Within the entries below, the lines from the one with "PR #1504, opened 2019-05-16" through the one with "EPMRPP-37474-Added validation for" are to be set down exactly, both ends kept.

[Items from a data source]
------------------------

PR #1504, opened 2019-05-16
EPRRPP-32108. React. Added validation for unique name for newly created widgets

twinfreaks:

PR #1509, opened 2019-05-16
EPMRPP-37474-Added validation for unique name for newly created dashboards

------------------------

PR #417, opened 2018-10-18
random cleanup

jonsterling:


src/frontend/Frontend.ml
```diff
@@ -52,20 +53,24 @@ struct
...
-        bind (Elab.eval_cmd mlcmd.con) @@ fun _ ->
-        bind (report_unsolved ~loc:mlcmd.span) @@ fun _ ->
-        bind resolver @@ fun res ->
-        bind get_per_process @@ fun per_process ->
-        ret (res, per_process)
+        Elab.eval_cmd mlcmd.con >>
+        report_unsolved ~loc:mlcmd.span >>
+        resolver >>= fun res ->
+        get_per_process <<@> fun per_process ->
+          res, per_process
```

------------------------

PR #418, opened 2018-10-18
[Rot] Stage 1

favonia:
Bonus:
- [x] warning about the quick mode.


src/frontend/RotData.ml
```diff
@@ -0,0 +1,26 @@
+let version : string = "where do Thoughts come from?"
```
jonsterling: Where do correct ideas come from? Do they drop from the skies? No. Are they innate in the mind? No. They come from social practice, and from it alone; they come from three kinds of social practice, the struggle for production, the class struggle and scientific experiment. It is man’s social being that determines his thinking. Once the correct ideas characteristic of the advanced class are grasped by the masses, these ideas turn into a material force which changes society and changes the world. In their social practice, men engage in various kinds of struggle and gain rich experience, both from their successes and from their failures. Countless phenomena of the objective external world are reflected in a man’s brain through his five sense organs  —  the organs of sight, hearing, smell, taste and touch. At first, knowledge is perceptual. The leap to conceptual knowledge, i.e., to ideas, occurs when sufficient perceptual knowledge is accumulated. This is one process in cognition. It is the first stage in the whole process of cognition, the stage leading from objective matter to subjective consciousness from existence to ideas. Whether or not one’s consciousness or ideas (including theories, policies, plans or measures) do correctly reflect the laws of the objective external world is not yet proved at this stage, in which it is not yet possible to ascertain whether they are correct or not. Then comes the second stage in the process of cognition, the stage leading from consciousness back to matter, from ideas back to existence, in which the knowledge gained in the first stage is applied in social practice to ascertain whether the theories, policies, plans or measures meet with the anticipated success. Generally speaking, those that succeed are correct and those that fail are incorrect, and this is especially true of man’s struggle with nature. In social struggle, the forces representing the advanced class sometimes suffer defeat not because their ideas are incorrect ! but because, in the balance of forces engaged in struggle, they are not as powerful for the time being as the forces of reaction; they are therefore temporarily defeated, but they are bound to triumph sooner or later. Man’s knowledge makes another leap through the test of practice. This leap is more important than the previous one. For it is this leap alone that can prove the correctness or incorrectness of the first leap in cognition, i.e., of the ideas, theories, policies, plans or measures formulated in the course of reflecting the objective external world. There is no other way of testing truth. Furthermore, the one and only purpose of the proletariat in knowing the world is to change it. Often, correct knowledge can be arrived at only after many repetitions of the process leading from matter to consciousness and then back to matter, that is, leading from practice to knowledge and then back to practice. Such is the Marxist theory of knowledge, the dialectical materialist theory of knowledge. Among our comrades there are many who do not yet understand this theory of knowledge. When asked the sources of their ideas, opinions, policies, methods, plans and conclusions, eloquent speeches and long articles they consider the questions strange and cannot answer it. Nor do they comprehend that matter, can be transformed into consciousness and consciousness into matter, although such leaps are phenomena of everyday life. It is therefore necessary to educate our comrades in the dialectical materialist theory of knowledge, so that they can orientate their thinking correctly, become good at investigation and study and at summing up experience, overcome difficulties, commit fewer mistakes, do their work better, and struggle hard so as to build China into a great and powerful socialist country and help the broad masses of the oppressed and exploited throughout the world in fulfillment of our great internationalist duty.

------------------------

# Exercise solution
PR #1504, opened 2019-05-16
EPRRPP-32108. React. Added validation for unique name for newly created widgets

twinfreaks:

PR #1509, opened 2019-05-16
EPMRPP-37474-Added validation for unique name for newly created dashboards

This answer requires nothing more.